[Start of section]

PR #4902, opened 2026-01-28
Add `render` Option To `defineExtensions` 

adrians5j:
A way to define compound extensions, check sshot.

image


adrians5j:
@copilot 

Please refactor packages/cognito/src/Cognito.tsx packages/okta/src/Okta.tsx and packages/auth0/src/Auth0.tsx, the same thing we did with OpenSearch.tsx.

PR #4935, opened 2026-02-12
fix(api-headless-cms): various

brunozoric:
## Changes
Add input params when creating private or public models. Models should not be created without some initial values, as they cannot function without those (modelId, name, etc...).
Add function to take first possible text field as titleFieldId, if none is defined.
A bit more informative UI error when model field renderer is not set.
Must strictly enable database logs for tasks - was strict disable before.

## How Has This Been Tested?
Jest and manually.


Pavel910 (approved):
Models make much more sense now. The only thing I'd change is the `enableDatabaseLogs`: since it's a property, and not a method, I'd change the name to simply `databaseLogs: boolean`.

PR #4970, opened 2026-03-03
set-project-id fix

adrians5j:
Two bugs in the project linking flow:

1. `SetProjectIdService` incorrectly matched `<Project.*>` elements nested inside conditional expressions when determining the JSX insertion point — now restricted to direct children of the outermost JSX fragment.

2. `LinkProjectCommand` was passing only `projectId` to `setProjectId`; it now passes the fully-qualified `{orgId}/{projectId}` composite ID.

```ts
// Before
await projectSdk.setProjectId(selectedProject.id, { force: true });

// After
await projectSdk.setProjectId(`${selectedOrg.id}/${selectedProject.id}`, { force: true });
```


adrians5j:
@copilot update PR body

[End of section]

All the data needs repeating. Return it exactly.

→ **Result of the exercise**
PR #4902, opened 2026-01-28
Add `render` Option To `defineExtensions` 

adrians5j:
A way to define compound extensions, check sshot.

image


adrians5j:
@copilot 

Please refactor packages/cognito/src/Cognito.tsx packages/okta/src/Okta.tsx and packages/auth0/src/Auth0.tsx, the same thing we did with OpenSearch.tsx.

PR #4935, opened 2026-02-12
fix(api-headless-cms): various

brunozoric:
## Changes
Add input params when creating private or public models. Models should not be created without some initial values, as they cannot function without those (modelId, name, etc...).
Add function to take first possible text field as titleFieldId, if none is defined.
A bit more informative UI error when model field renderer is not set.
Must strictly enable database logs for tasks - was strict disable before.

## How Has This Been Tested?
Jest and manually.


Pavel910 (approved):
Models make much more sense now. The only thing I'd change is the `enableDatabaseLogs`: since it's a property, and not a method, I'd change the name to simply `databaseLogs: boolean`.

PR #4970, opened 2026-03-03
set-project-id fix

adrians5j:
Two bugs in the project linking flow:

1. `SetProjectIdService` incorrectly matched `<Project.*>` elements nested inside conditional expressions when determining the JSX insertion point — now restricted to direct children of the outermost JSX fragment.

2. `LinkProjectCommand` was passing only `projectId` to `setProjectId`; it now passes the fully-qualified `{orgId}/{projectId}` composite ID.

```ts
// Before
await projectSdk.setProjectId(selectedProject.id, { force: true });

// After
await projectSdk.setProjectId(`${selectedOrg.id}/${selectedProject.id}`, { force: true });
```


adrians5j:
@copilot update PR body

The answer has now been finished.